Disaster Recovery Approach and Solution
Mathangi Shankar
Chief Architect FS, India | TOGAF Enterprise Architect | Art lover | Career Mentor, Senior Digital Solution Architect , Portfolio Manager at Capgemini
1) What is Disaster Recovery? Why do we need to go for Disaster Recovery?
Disaster Recovery is usually planned for any disaster in the production IT server systems. Where Availability is one of the Non functional requirements asked from the business. So we come up with Disaster Recovery site which is almost the replica of Production system/Application. Where Production switching to DR site happens when the Production outage occurs. Disaster Recovery solution and planning must be planned and approved by all the stakeholders well in advance. Hence for the end users they are not affected of the downtime of the applications. Always keep the Disaster Recovery site isolated from the Production systems. Decision for Active- Active or Active-Passive for the sites are also considered in the plan. Hence it is required that we have Disaster recovery solution in place so that the business does not suffer.
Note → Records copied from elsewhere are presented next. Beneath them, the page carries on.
PR #964, opened 2017-06-05
Caffe Model Support - Load Caffe Dynamically from Prototxt and Binary

wzhongyuan:
## What changes were proposed in this pull request?
1) Load Caffe Dynamically from prototxt and Binary files
2) Support both V1 and V2 caffe layer types
3) Support customized layer
4) Load Criterion layers/functions

## How was this patch tested?
Unit testing and common models

PR #1095, opened 2017-06-26
Caffe persister

wzhongyuan:

This is a follwing PR for https://github.com/intel-analytics/BigDL/pull/964
1) Save BigDL module to Caffe compatible model dynamically
2) Save both prototxt and binary weights
3) Support both V1 and V2 layer versions

## How was this patch tested?
Unit test

https://github.com/intel-analytics/BigDL/pull/964


spark/dl/src/main/scala/com/intel/analytics/bigdl/utils/caffe/CaffePersister.scala
```diff
@@ -0,0 +1,268 @@
...
+import com.intel.analytics.bigdl.nn.Graph.ModuleNode
+import com.intel.analytics.bigdl.nn.abstractnn.{AbstractModule, Activity}
+import com.intel.analytics.bigdl.tensor.Tensor
+import org.apache.hadoop.conf.Configuration
+import org.apache.hadoop.fs.Path
+import org.apache.hadoop.io.IOUtils
+import org.apache.log4j.Logger
+/**
+ * An utility to convert BigDL model into caffe format and persist into local/hdfs file system
+ *
```
SeaOfOcean: A utility

spark/dl/src/main/scala/com/intel/analytics/bigdl/utils/caffe/CaffePersister.scala
```diff
@@ -0,0 +1,268 @@
...
+ * @param prototxtPath  path to store model definition file
+ * @param modelPath  path to store model weights and bias
+ * @param module BigDL module to be converted
+ * @param useV2  convert to V2 layer or not
```
SeaOfOcean: Do we need to convert to V1? I think this is deprecated in the future? maybe convert to V2 is enough?

spark/dl/src/test/scala/com/intel/analytics/bigdl/utils/CaffePersisterSpec.scala
```diff
@@ -0,0 +1,117 @@
...
+  }
+
+  "Persist V1 module" should "works properly" in {
+    val module = new ModuleNode(Linear[Double](100, 10).
+      setName("simple linear").asInstanceOf[AbstractModule[Activity, Tensor[Double], Double]])
+    val graph = Graph(module, module)
+    CaffePersister.persist("/tmp/v1.prototxt", "/tmp/v1.caffemodel",
+      graph, useV2 = false, overwrite = true)
+  }
+
```
SeaOfOcean: add test for v2 save/load, and you also need hdfs test (like this https://github.com/intel-analytics/BigDL/blob/0c8b8437d8d353dc56e1559afe63de7a09e02a5d/spark/dl/src/test/scala/com/intel/analytics/bigdl/integration/HdfsSpec.scala)

spark/dl/src/main/scala/com/intel/analytics/bigdl/utils/DirectedGraph.scala
```diff
@@ -170,6 +170,17 @@ class Node[T](val element: T) extends Serializable {
...
+   *  @param node another node
+   *  @return current node
+   */
+  def delete(node: Node[T]): Node[T] = {
+    if (node.prevs.contains(this)) node.prevs.-=(this)
+    if (this.nexts.contains(node)) this.nexts.-=(node)
+    this
+  }
+
+  /**
```
SeaOfOcean: will this delete affect original model definition?

SeaOfOcean:
add corresponding python API

spark/dl/src/main/scala/com/intel/analytics/bigdl/utils/DirectedGraph.scala
wzhongyuan: it won't. as per https://github.com/intel-analytics/BigDL/pull/964, we need to add a view before linear if inputsize is not equals to outputsize, so we need to remove it vice versa when persisting.

spark/dl/src/test/scala/com/intel/analytics/bigdl/utils/CaffePersisterSpec.scala
wzhongyuan: Sounds great, Added new test cases and tested locally as well

spark/dl/src/main/scala/com/intel/analytics/bigdl/utils/caffe/CaffePersister.scala
wzhongyuan: I think we can support both for now in case users have legacy versions model.

wzhongyuan:
@SeaOfOcean Refined as per your comments. For Python API, we may add in future but not in this PR

spark/dl/src/main/scala/com/intel/analytics/bigdl/nn/Module.scala
```diff
@@ -44,7 +44,7 @@ object Module {
     CaffeLoader.load[T](model, defPath, modelPath, matchAll)
   }
 
-  def loadCaffeDynamic[T: ClassTag](defPath: String, modelPath: String, matchAll: Boolean = true)(
+  def loadCaffeModel[T: ClassTag](defPath: String, modelPath: String, matchAll: Boolean = true)(
     implicit ev: TensorNumeric[T]): AbstractModule[Activity, Activity, T] = {
```
SeaOfOcean: document for public method

spark/dl/src/main/scala/com/intel/analytics/bigdl/utils/caffe/CaffePersister.scala
```diff
@@ -0,0 +1,268 @@
...
+ * @param overwrite whether to overwirte existing caffe files
+ */
+class CaffePersister[T: ClassTag](val prototxtPath: String,
+      val modelPath: String, val module : Container[Activity, Activity, T],
+      useV2 : Boolean = true, overwrite : Boolean = false)(implicit ev: TensorNumeric[T]) {
+
+  private val logger = Logger.getLogger(getClass)
+
+  private val hdfsPrefix: String = "hdfs:"
+
```
SeaOfOcean: s3 support https://github.com/intel-analytics/BigDL/pull/1136

spark/dl/src/main/scala/com/intel/analytics/bigdl/utils/caffe/CaffePersister.scala
```diff
@@ -0,0 +1,268 @@
...
+  private val v1Converter = new V1LayerConverter[T]()
+  private val v2Converter = new LayerConverter[T]()
+
+  private var netparam: NetParameter.Builder = NetParameter.newBuilder
+
+  def saveAsCaffe() : Unit = {
```
SeaOfOcean: private

SeaOfOcean:
Do we need set initMethod for caffe layers (filter) ? layer-wise learning rate? And layer-wise regularizer

wzhongyuan:
@SeaOfOcean, thanks. I've made refinement based on your comments. For the initialization, it's more for how to initialize the model, but we are more for copy trained model, Personally I don't think it's a must but we can consider to add in future. I tend to push all the functionalities first.
For s3 support, I will merge @qiuxin2012 's change after it's put into master and add support for persister.

Thanks

wzhongyuan:
PR Validation passed 
http://10.239.47.211:18888/job/BigDL-PR-Validation/1257/

SeaOfOcean:
LGTM

wzhongyuan:
@SeaOfOcean  Thanks for the review, I will raise a separate one for s3 support shortly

2) Disaster Recovery Vs High Available solution:
There is normally a confusion between Disaster Recovery and Highly Available solution. Both the terms are different. Highly Available solution is making your IT system highly available and handling fail overs. It is generally taken care in Distributed computing and regional deployments. How are you making your solution highly available in a particular region? So you go with solutions like different nodes in a cluster. Even if a node fails the other node in a cluster should be able to pick the request and perform the operation. While Disaster Recovery is completely different, this is planned for a outage of the complete region, there should be another site which can be made available so that the users are minimally or not impacted.
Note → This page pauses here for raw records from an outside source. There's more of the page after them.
PR #5187, opened 2022-07-25
Chronos: error message is added for tsdataset with less than 1 rolling sample

plusbang:
## Description

A error message is added to .to_torch_data_loader()

(http://10.112.231.51:18889/view/BigDL-PR-Validation/job/BigDL-Chronos-PR-Validation/616/)

### DIFF
--- a/python/chronos/src/bigdl/chronos/data/tsdataset.py
+++ b/python/chronos/src/bigdl/chronos/data/tsdataset.py
@@ -781,8 +781,9 @@ class TSDataset:
                 need_dflen = self.lookback + max(self.horizon)
             if len(self.df) < need_dflen:
                 invalidInputError(False,
-                                  "The length of the dataset must be larger than "
-                                  "'lookback' plus 'horizon'! ")
+                                  "The length of the dataset must be larger than the sum "
+                                  "of lookback and horizon, while get lookback+horizon="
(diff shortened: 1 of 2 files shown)


python/chronos/src/bigdl/chronos/data/tsdataset.py
```diff
@@ -774,6 +774,16 @@ def to_torch_data_loader(self,
...
                               "'gen_global_feature' and 'gen_rolling_feature' methods.")
+
+            if isinstance(self.horizon, int):
+                need_dflen = self.lookback + self.horizon
+            else:
+                need_dflen = self.lookback + max(self.horizon)
+            if len(self.df) < need_dflen:
+                invalidInputError(False,
+                                  "The length of the dataset must be larger than "
+                                  "'lookback' plus 'horizon'! ")
```
TheaperDeng, line 785: f"The length of the dataset must be larger than the sum of lookback and horizon, while get lookback+horizon={lookback+horizon} and length of dataset={len(self.df)}"

python/chronos/src/bigdl/chronos/data/tsdataset.py
```diff
@@ -774,6 +774,16 @@ def to_torch_data_loader(self,
...
+
```
TheaperDeng, line 786: add a ut for this error

TheaperDeng (approved):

3) Which are the basic elements you would consider in a Disaster Recovery Plan?
3.1) You will have to make sure your solution has a disaster recovery automated or manual is in place. If there are products included in your solution you may want to check if they provide automated synchronization from PROD to DR sites. If not check for manual intervention in which case the RTO and RPO values might be high. Every component in the Architecture has to be available in the DR. The environment , configuration, installations, image back up /tape back up/ file system back up and many others to be planned ahead on an agreed frequency by the team. Additionally PROD and DR activity to be performed ahead to identify the accurate time for RTO and RPO so that we can inform the business accordingly.
3.2) Second check will be on the networks for the PROD to DR switching. A drill might be done and the time taken will be noted.
3.3) If your solution needs support team during the disaster recovery have them identified with their Roles and Responsibilities.
3.4) Have a checklist and a plan handy in a document. Though this is not really BCM.
4. Disaster Recovery solution, Automated Vs Manual
Consider replication solutions for your products in the solution if any. For example if we consider Oracle database we might go for Data guard replication or any other third party replication tools. If you have open source databases like PostGres check for the replication solutions available. In any case you do not have then manual intervention might be required where we write scripts or do it manually in a sequence, if you have JOBS and ETL solution for example. Back up and Restore one time will not replicate your DR site always. You will have to further visit your Disaster Recovery solution.
5. RTO(Recovery Time Objective) vs RPO (Recovery Point Objective)
- Recovery Point Objective (RPO) and Recovery Time Objective (RTO) are two of the most important parameters of a disaster recovery or data protection plan. These are objectives which can guide enterprises to choose an optimal disaster recovery plan.
- Recovery Point Objective (RPO) describes the interval of time that might pass during a disruption before the quantity of data lost during that period exceeds the Disaster Recovery Plan’s maximum allowable threshold or “tolerance.” While this definition is a refereed one , in simple terms how much data loss your business can afford is what is meant here.
- The Recovery Time Objective (RTO) is the targeted duration of time and a service level within which a business process must be restored after a disaster (or disruption) in order to avoid unacceptable consequences associated with a break in business IT solution. In simple terms how soon you can recover your data to the DR site.